扉の中の階段を下りていくとなにやら広い場所に着き、セインは証明をつけた。

「こ、これは・・・」

「パーソナルトルーパー・・・?」

そこにあったのはリュウセイでも今まで見たこと無い、2体の機体であった。

いったいは接近戦用、もう一体は砲撃戦用のものであった。

「これは二年前から俺が作り出した機体だ・・・。」

そう言って、近くにあったコンソールを打ち始める。

「今から全プロテクトを解除する!フィス、手伝ってくれ。」

そう言われてフィスは、隣にあったコンソールを打ち始めた。

「セイン・・・。お前、一体・・・」

ブリットは小さくつぶやいた。







一方、地上では

「くそ!まだか、エクセレン。」

そのとき、上からコンテナが落ちてきた。

「キョウスケ、お待たせ♪その中に入ってるわ」

「了解!」

キョウスケはコンテナの中に入っていき、その中の機体のコックピットに入った。

「システムオールグリーン!いくぞ!!」

そう言うとコンテナの中からぶち破り、外へと出て行った。

破れたコンテナの中から真紅の機体が現れた。

「いくぞ、アルト!」

そう叫び敵陣の中へと突っ込んでいった。

「エクセレン。援護を頼む!」

「了解!」

言い終わるとキョウスケは更にスピードを上げて、近くのゲシュペンストの方へ向かっていった。

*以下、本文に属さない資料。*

Issue #2459, opened 2026-08-07
Windows + Git Bash: idle CPU still scales with pane count (~0.11 cores/pane); PowerShell panes cost ~0.01


hernant:
### Is this a reproducible bug?

- [x] I confirm this is a reproducible bug, not a feature request, idea, question, contribution proposal, or direction check.
- [x] I reproduced this bug on the version and environment reported below using the exact steps provided.

### Current behavior

The server sits at ~3.1 of 8 logical cores with every pane idle — no output, no input, no agent activity.

Adding six idle Git Bash panes adds ~0.7 cores; closing them returns to baseline. Changing only `terminal.default_shell` to PowerShell and repeating the exact same steps adds almost nothing.

Marginal cost per idle pane, same machine, same running server:

| Pane shell | Runs | Cores per idle pane |
|---|---|---|
| Git Bash | 3 | 0.093, 0.113, 0.127 |
| PowerShell | 2 | ~0, 0.013 |

This is the signature of #1158, which was fixed in v0.7.5 and verified there at ~0.0007 cores/pane. It still reproduces on 0.8.0-preview when panes run Git Bash.

### Expected behavior

Idle panes cost near zero CPU regardless of which shell they run — as they already do with PowerShell.

### Reproduction

1. Windows with `terminal.default_shell` set to Git Bash, server running with idle panes.
2. Measure server CPU over 12 s:
   `$p=Get-Process -Id <server-pid>; $c=$p.TotalProcessorTime.TotalSeconds; Start-Sleep 12; $p.Refresh(); ($p.TotalProcessorTime.TotalSeconds-$c)/12`
3. `herdr workspace create --label t`, then `herdr pane split --pane <root-pane> --direction right --no-focus` ×5. Wait for the prompts to settle.
4. Re-measure: +0.6–0.8 cores.
5. `herdr workspace close <ws>`; CPU returns to baseline within ~0.1 cores.
6. Set `default_shell` to `powershell.exe`, run `herdr server reload-config`, repeat steps 3–5: the same six panes add ~0.08 cores total.

Baseline drifts 3.0–3.5 cores on a live session, so the A-B-A delta is the reliable figure; the before/after baselines agreed within 0.02–0.12 cores in every run.

### Impact

An idle 27-pane session permanently occupies ~3 of 8 cores on this machine, around the clock, with no agent doing any work. It also scales with unrelated system load: spawning 120 idle processes with no new panes added a further ~0.2 cores.

[...]

PR #2494, opened 2026-08-07
fix(windows): reduce idle Git Bash pane CPU

Pimpmuckl:
This addresses the idle Git Bash CPU regression reported in #2459.

## What changed

Idle Git Bash panes were repeating the same process scan for every pane. This shares the reusable part of that scan while keeping the final agent match specific to each pane.

PowerShell panes already avoided this work, which is why the issue only showed up with Git Bash.

Thanks to @hernant for the excellent investigation and proposed approach in #2459.

## Before and after

I reproduced this with isolated Herdr servers and compared one idle pane with seven idle panes over 30-second samples.

| Build | 1 Git Bash pane | 7 Git Bash panes | Added CPU per pane |
| --- | ---: | ---: | ---: |
| Current master | 0.298 cores | 1.889 cores | 0.265 cores |
| This change | 0.286 cores | 0.319 cores | 0.005 cores |

That is about 98% less added CPU per Git Bash pane and 83% less total server CPU with seven panes.

A matching PowerShell control showed no measurable CPU increase per pane. All pane output stayed unchanged during the samples.

## Agent detection

I also launched Codex, Claude Code, and Pi at the same time from separate Git Bash panes. All three were detected in the correct pane, returned to Bash cleanly, and were detected again after relaunch.

## Validation

- `just check`
- 151 Windows tests
- Git Bash and PowerShell idle-pane measurements
- Git Bash launch, exit, and relaunch checks for Codex, Claude Code, and Pi

### DIFF
--- a/src/platform/windows.rs
+++ b/src/platform/windows.rs
@@ -7,7 +7,7 @@ use std::{
     ptr::{copy_nonoverlapping, null_mut},
     sync::{
         atomic::{AtomicU64, Ordering as AtomicOrdering},
-        Arc, LazyLock, Mutex,
+        Arc, LazyLock, Mutex, OnceLock,
     },
     time::{Duration, Instant, SystemTime, UNIX_EPOCH},
 };
@@ -233,7 +233,7 @@ pub(crate) fn encode_windows_conpty_fallback(key: &crate::input::TerminalKey) ->
 #[derive(Debug)]
 struct CachedProcessSnapshot {
     built_at: Instant,
-    entries: Arc<Vec<WindowsProcessEntry>>,
+    snapshot: Arc<ProcessSnapshot>,
 }
 
 #[derive(Debug)]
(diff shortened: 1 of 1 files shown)


ogulcancelik:
lgtm ty!

hernant:
Tested `7d77e92` on the rig from #2459 (8 cores, ~700 processes — the heavy case). Isolated server, 12 idle Git Bash panes, same methodology as the issue:

| | stock `d78e3d3` | this PR |
|---|---|---|
| total CPU | 1.271 cores | 0.125–0.148 cores |
| IO Other ops/s | ~270,000 | ~26,500 |
| marginal per added pane (A-B-A, +6) | 0.09–0.13 cores | ~0 |

So this fix fully resolves the reported problem here — pane scaling is gone and idle CPU is ~9× lower. For comparison, the dual-cache build measured 0.068 cores / ~146 ops/s on the same setup, so the longer-lived caches buy roughly another 2× CPU on a busy process table — nothing that changes the picture; your call whether it's ever worth the extra state.

One independent observation: most of the remaining ~26K ops/s is `process_runtime_marker`'s 1s negative TTL re-reading environment blocks of the same candidates. Since a process's environment can't change after spawn, caching negative results for the lifetime of `(pid, creation_time)` would close that too, orthogonal to the snapshot-lifetime design choice here.

*Same disclosure as in #2459: testing and analysis done by an AI agent (Claude) on my machine, with me supervising.*

Pimpmuckl:
> One independent observation: most of the remaining ~26K ops/s is process_runtime_marker's 1s negative TTL re-reading environment blocks of the same candidates. Since a process's environment can't change after spawn, caching negative results for the lifetime of (pid, creation_time) would close that too, orthogonal to the snapshot-lifetime design choice here.

Iirc Windows processes can change their env after launch, but you still have a point: Herdr's marker is assigned before the Git Bash starts. It can't appear later. 

Positive marker results are already cached this way.

I'll take a look, thank you for the test!

Edit: Tested this separately. The change is valid, but it did not produce a measurable performance improvement on my rig. Across two A-B-A comparisons with 12 idle Git Bash panes, current master stayed around 28K to 30K IO Other ops/s, and a build containing only this change stayed at the same level.

So the one-second negative TTL does not appear to explain most of the remaining ~26K ops/s on my machine. The much lower result from the earlier dual-cache build cannot be attributed to this part alone because both caches changed at the same time.

This does not mean it saves no environment reads, only that the savings were not material in this test.

I'd say we keep an eye on this and if future profiling warrants another investigation then we reopen the can of worms.

@hernant just tagging you in case github doesn't ping you.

「止められるものなら止めて見せろ!バンカー、食らえ!!」

ゲシュペンストのパイロットは気付いたものの、回避運動が間に合わず直撃を食らってしまう。

バンカーと呼ばれた杭打ち機のような物から弾丸が発射され、ゲシュペンストは爆散した。

『た、隊長、アレはまさか』

『アルトアイゼン・・・。ベーオウルフか!?』

隊長機は、そうつぶやき一歩ずつ後退していった。